If cumulative frequency wasn't a provided column, how would we have achieved obtaining those values?
Hi, as the title states, my question is "If cumulative frequency wasn't a provided column, how would we have achieved obtaining those values?"
For context, I was a bit confused at first with how the homework asks that bars are displayed in decreasing order of frequency:
"The specificity comes from the fact that the bars on the Pareto bar chart are displayed in decreasing order of frequency."
"The line chart on the other hand always shows the cumulative frequency on a Pareto."
I was confused by the word choice for the ordering of bars in order of frequency given that a "frequency" column exists in the data, so I originally sorted the pandas dataframe as follows:
df_complaints=df_complaints.sort_values(by='frequency',ascending=False)
df_complaints
However, when double-checking my code with the solution, I realized that it appears that the bar chart should be ordered in decreasing value of the "Number of complaints" column, and not by the "frequency" column, which seems to be the cumulative frequency--so I should have ordered with "ascending=True". (Side note: this ordering step wasn't in the solution since the data was already in descending "Number of complaints" order but I figured it'd be best to include this sorting values line just as practice~ :) )

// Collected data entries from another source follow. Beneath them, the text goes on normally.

PR #8464, opened 2024-03-07
added possibility to "draw" the attack angle between two hexes

### LINKED ISSUE #7070: Add a new UI element during battle to avoid touchscreen misclicks
### Preliminary checks

Playing a battle of a mobile phone with a small screen (even 5") there is always a chance to misclick which leads to frustration and disappointment from the gameplay. We should account for cases when it's not possible to click precisely by a finger.

When attaching a monster we might display a wheel of directions (actually a hexagon) which show all possible directions the player can attack the opponent. In this case it is not needed to do precise movement on a screen to make an attack from a specified angle.

### Additional info

_No response_

dood-apo:
On the smaller touch screens (mobile phones) it is quite difficult to input the correct attack angle. Currently the only option is to click on the appropriate sub-region of a target hex, which is an extremely small area on mobile phones.

This PR addresses this inconvenience, as presented on a video below. An additional input method is introduced, namely "drawing" an attack angle between the source cell and the target cell of attack. Once the attack direction sword is drawn by this method, it gets confirmed by tapping the target cell.

https://github.com/ihhub/fheroes2/assets/84446398/b4ec84f1-b297-43f2-924a-7deb1bb9f97b

Close #7070

### DIFF
--- a/src/fheroes2/battle/battle_interface.cpp
+++ b/src/fheroes2/battle/battle_interface.cpp
@@ -2800,7 +2800,7 @@ void Battle::Interface::HumanBattleTurn( const Unit & unit, Actions & actions, s
     const fheroes2::Rect battleFieldRect{ _interfacePosition.x, _interfacePosition.y, _interfacePosition.width, battleFieldHeight };
 
     // Swipe attack motion finished, but the destination was outside the arena. We need to clear the swipe attack state.
-    if ( !le.isDragInProgress() && Board::isValidIndex( _swipeAttack.swipeSrcCellIndex ) && !Board::isValidIndex( index_pos ) ) {
+    if ( !le.isDragInProgress() && Board::isValidIndex( _swipeAttack.srcCellIndex ) && !Board::isValidIndex( index_pos ) ) {
         _swipeAttack = {};
     }
 
@@ -2935,11 +2935,11 @@ void Battle::Interface::HumanBattleTurn( const Unit & unit, Actions & actions, s
     else if ( le.MouseCursor( battleFieldRect ) ) {
         int themes = GetBattleCursor( msg );
 
-        if ( _swipeAttack.isValid ) {
+        if ( _swipeAttack.isValid() ) {
             // The swipe attack motion is either in progress or has finished.
-            if ( index_pos == _swipeAttack.swipeDstCellIndex ) {
+            if ( index_pos == _swipeAttack.dstCellIndex ) {
                 // The cursor is above the stored destination, we should display the stored attack theme.
-                themes = _swipeAttack.swipeDstTheme;
+                themes = _swipeAttack.dstTheme;
             }
             else {
                 // The cursor has left the destination. Abort the swipe attack.
@@ -2947,12 +2947,12 @@ void Battle::Interface::HumanBattleTurn( const Unit & unit, Actions & actions, s
                 _boardActionIntent = {};
             }
         }
-        else if ( _swipeAttack.isValidSwipeAttackDestination( themes, index_pos, _currentUnit->GetHeadIndex(), _currentUnit->GetTailIndex() ) ) {
+        else if ( _swipeAttack.isValidDestination( themes, index_pos ) ) {
             // Valid swipe attack target cell. Calculate the attack angle based on destination and source cells.
-            themes = GetSwordCursorDirection( Board::GetDirection( index_pos, _swipeAttack.swipeSrcCellIndex ) );
+            themes = GetSwordCursorDirection( Board::GetDirection( index_pos, _swipeAttack.srcCellIndex ) );
 
             // Remember the swipe destination cell and theme.
-            _swipeAttack.storeDst( themes, index_pos );
+            _swipeAttack.setDst( themes, index_pos );
 
             // Clear any pending intents. We don't want to confirm previous actions by performing swipe attack motion.
             _boardActionIntent = {};
@@ -2985,12 +2985,12 @@ void Battle::Interface::HumanBattleTurn( const Unit & unit, Actions & actions, s
                 MousePressRightBoardAction( *cell );
             }
             else if ( le.MousePressLeft( battleFieldRect ) ) {
-                if ( !le.isDragInProgress() && !_swipeAttack.isValid ) {
+                if ( !le.isDragInProgress() && !_swipeAttack.isValid() ) {
                     le.registerDrag();
 
                     // Remember the swipe source cell and theme.
                     _swipeAttack = {};
-                    _swipeAttack.storeSrc( themes, index_pos );
+                    _swipeAttack.setSrc( themes, index_pos, _currentUnit );
                 }
             }
         }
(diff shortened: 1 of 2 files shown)


src/fheroes2/battle/battle_interface.h
```diff
@@ -477,6 +477,57 @@ namespace Battle
...
+                }
+
+                return true;
+            }
+
+            int32_t swipeSrcCellIndex;
+            int32_t swipeDstCellIndex;
+            bool isValid;
+            int swipeSrcTheme;
+            int swipeDstTheme;
```
oleg-derevenetz, line 526: I believe, it would be better to initialize the struct fields in-place:

```suggestion
            int32_t swipeSrcCellIndex{ -1 };
            int32_t swipeDstCellIndex{ -1 };
            bool isValid{ false };
            int swipeSrcTheme{ Cursor::NONE };
            int swipeDstTheme{ Cursor::NONE };
```

src/fheroes2/battle/battle_interface.h
```diff
@@ -477,6 +477,57 @@ namespace Battle
...
+        struct SwipeAttack
+        {
+            void clear()
+            {
+                swipeSrcCellIndex = -1;
+                swipeDstCellIndex = -1;
+                isValid = false;
+                swipeSrcTheme = 0;
+                swipeDstTheme = 0;
+            }
```
oleg-derevenetz, line 489: ... and this will allow to remove this method and use just:

```cpp
_swipeAttack = {};
```

src/fheroes2/battle/battle_interface.cpp
```diff
@@ -1171,6 +1171,7 @@ Battle::Interface::Interface( Arena & battleArena, const int32_t tileIndex )
     , _teleportSpellSrcIdx( -1 )
     , listlog( nullptr )
     , _bridgeAnimation( { false, BridgeMovementAnimation::UP_POSITION } )
+    , _swipeAttack( { -1, -1, false, 0, 0 } )
```
oleg-derevenetz, line 1174: ... and to remove this initialization.

src/fheroes2/battle/battle_interface.h
```diff
@@ -523,6 +574,11 @@ namespace Battle
                 _intent = intent;
             }
 
+            void clearStoredIntent()
+            {
+                _storedIntent = BoardActionIntent{};
```
oleg-derevenetz, line 579: You can as well clear the `Battle::Interface::_boardActionIntent` directly instead, because `_storedIntent` is a reference to this field. Since this method is called from the `Battle::Interface` methods, you can replace its call by this:

```cpp
_boardActionIntent = {};
```

oleg-derevenetz (commented):
Hi @dood-apo I just left a few suggestions, please take a look when you have time.

src/fheroes2/battle/battle_interface.cpp
```diff
@@ -2927,7 +2933,32 @@ void Battle::Interface::HumanBattleTurn( const Unit & unit, Actions & actions, s
...
+            else {
+                // The cursor has left the destination. Abort the swipe attack.
+                _swipeAttack = {};
+                _boardActionIntent = {};
+            }
+        }
+        else if ( _swipeAttack.isValidSwipeAttackDestination( themes, index_pos, _currentUnit->GetHeadIndex(), _currentUnit->GetTailIndex() ) ) {
+            // Valid swipe attack target cell. Calculate the attack angle based on destination and source cells.
+            int direction = Board::GetDirection( index_pos, _swipeAttack.swipeSrcCellIndex );
+            themes = GetSwordCursorDirection( direction );
```
oleg-derevenetz, line 2953: Since the `direction` it is not used anywhere except for this single line, we can avoid this temporary variable:

```suggestion
            themes = GetSwordCursorDirection( Board::GetDirection( index_pos, _swipeAttack.swipeSrcCellIndex ) );
```

src/fheroes2/battle/battle_interface.cpp
```diff
@@ -2942,11 +2973,27 @@ void Battle::Interface::HumanBattleTurn( const Unit & unit, Actions & actions, s
             boardActionIntentUpdater.setIntent( { themes, index_pos } );
 
             if ( le.MouseClickLeft( battleFieldRect ) ) {
-                MouseLeftClickBoardAction( themes, *cell, boardActionIntentUpdater.isConfirmed(), actions );
+                bool isConfirmed = boardActionIntentUpdater.isConfirmed();
```
oleg-derevenetz, line 2976: This variable can be `const`.

```suggestion
                const bool isConfirmed = boardActionIntentUpdater.isConfirmed();
```

oleg-derevenetz (commented):
Hi @dood-apo I just left a couple of minor suggestions, please take a look when you have time.

oleg-derevenetz (approved):

src/fheroes2/battle/battle_interface.h
```diff
@@ -477,6 +477,47 @@ namespace Battle
...
+                if ( swipeSrcTheme != Cursor::WAR_MOVE && swipeSrcTheme != Cursor::WAR_FLY && swipeSrcCellIndex != head && swipeSrcCellIndex != tail ) {
+                    return false;
+                }
+
+                return true;
+            }
+
+            int32_t swipeSrcCellIndex{ -1 };
+            int32_t swipeDstCellIndex{ -1 };
+            bool isValid{ false };
```
ihhub, line 514: We can remover this member and have the corresponding function:
```cpp
bool isValid() const
{
    return ( swipeSrcCellIndex != -1 ) && ( swipeDstCellIndex != -1 );
}
```

because **isValid** is set only within `storeDst()` call which is risky.

src/fheroes2/battle/battle_interface.h
```diff
@@ -477,6 +477,47 @@ namespace Battle
...
+                swipeSrcTheme = theme;
+                swipeSrcCellIndex = index;
+            }
+
+            void storeDst( int theme, int32_t index )
+            {
+                isValid = true;
+                swipeDstTheme = theme;
+                swipeDstCellIndex = index;
+            }
```
ihhub, line 493: Should we call them **setSrc()** and **setDst()**? We barely use `store` verb in the code.

ihhub (changes requested):
Hi @dood-apo , I left several comments here. Could you please take a look at them?

src/fheroes2/battle/battle_interface.h
dood-apo: Being valid takes more than that. But you have a point, that it is more robust to inspect the structure and assess if it is valid than rely on a member set externally by client code calls to `setDst`. I've refactored a bit more to be able to reuse `isValidDestination` for `isValid` purposes.

dood-apo:
By the way, aren't we approaching the moment where `SwipeAttack` is warranted its own compilation unit?

ihhub (approved):

oleg-derevenetz (approved):

dood-apo:
> Hi, @dood-apo. Could you please solve the merge conflict if you have the time?

Done!

ihhub:
@dood-apo , huge thanks for this improvement!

Additionally, in the homework assignment it indicates:
"Cumulative frequency means the sum of frequencies occurring up to this point. So, for the first element, it will show the frequency of occurrence for the first element only. For the second element it will be the sum of frequency for the first and second element, and so on. The last cumulative frequency is 100% as it is the sum of all individual frequencies."
It wasn't immediately obvious to me from the homework description that the "frequency" column showed cumulative frequency already, and that we didn't need to sum it up with each element, until I had double-checked with the solution.
However, if it were the case that we weren't provided a column with cumulative frequency, how would we have obtained that cumulative frequency? Would we have had to sum up all of the "Number of complaints" and divide each individual by the total, and create a new df column to hold the cumulative value?
Thanks for your help! Let me know if anything isn't clear with my question.